In this case the key to diagnosis is standard ECG. The case represents electrocardiographically arrhythmogenic biventricular cardiomyopathy, but in fact, the left ventricle is not involved neither echocardiographically nor by cardio MRI. The mechanism of ECG is unclear, suggesting that Uhl anomaly might be the maximum variant of arrhythmogenic right ventricular cardiomyopathy. Early intrauterine apoptosis may be a very progressive development even in new-born or early childhood. In this means, I remember a slide from Guy Fontaine in a 3 months old patient with a little fatty infiltration and a huge amount of fibrosis and missing myocardium from autopsy findings. In later years Uhl anomaly is characterised by missing myocardium and fibrosis without fatty infiltration – a feature of disease progression.

In more than 40 cases the ECG’s must be described correctly and sampled case by case. Only in this manner the question can be answered correctly whether Uhl anomaly is the maximum variant of arrhythmogenic right ventricular cardiomyopathy. Another cause must be found why low voltage in limb leads is not a depolarization criterium of left ventricular disease. With regard to the dominance of right ventricular disease with S-shaped intraventricular septum overlapping the left ventricle

it is a suggestion that the role of left ventricle is irrelevant and low voltage in limb leads is not a sign of additional left ventricular disease, but a hint of beginning heart failure. 

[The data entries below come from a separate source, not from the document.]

PR #1812, opened 2022-10-28
chore: clippy

DaniPopes:
## Motivation

new clippy nightly lints, same as foundry-rs/foundry#3546

## Solution

`cargo +nightly clippy --all --all-features --fix`

## PR Checklist

-   [ ] Added Tests
-   [ ] Added Documentation
-   [ ] Updated the changelog

PR #1851, opened 2022-11-10
fix: broken regex

DaniPopes:
## Motivation

https://github.com/gakonst/ethers-rs/actions/runs/3433299836/jobs/5723485668

#1812: 
image

Cannot replicate locally, I assume it was just a nightly clippy bug

## PR Checklist

-   [ ] Added Tests
-   [ ] Added Documentation
-   [ ] Updated the changelog


mattsse (approved):
I think the name value is actually wrong here, making this a noncapturing group makes sense.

The ECG suggests that the right diagnosis is arrhythmogemic biventricular cardiomyopathy, although the left ventricle is normal by echocardiography and cardiac MRI. May be, the ECG of the patient is the early hint of left ventricular dysfunction.

CONCLUSIONS

There is evidence, that Uhl anomaly might be a maximum variant of arrhythmogenic right ventricular or biventricular cardiomyopathy due to a shape of the right ventricle overlapping the left ventricle, to histology with a great amount of lipomatosis in new-born and early childhood and in later years with pure fibrosis and the appearance of ECG findings with typical signs of arrhythmogenic biventricular cardiomyopathy but without localized right precordial QRS prolongation and terminal activation delay ending up in complete right bundle branch block.

LIMITATIONS

There are only 44 publications on Uhl anomaly with a great lack of ECG and histologic findings. Most reports are on new-born or early childhood patients and in few cases are on adult cases with and without any complaints.

ACKNOWLEDGEMENTS

None.

CONFLICTS OF INTEREST

The author declares that no conflicts of interest.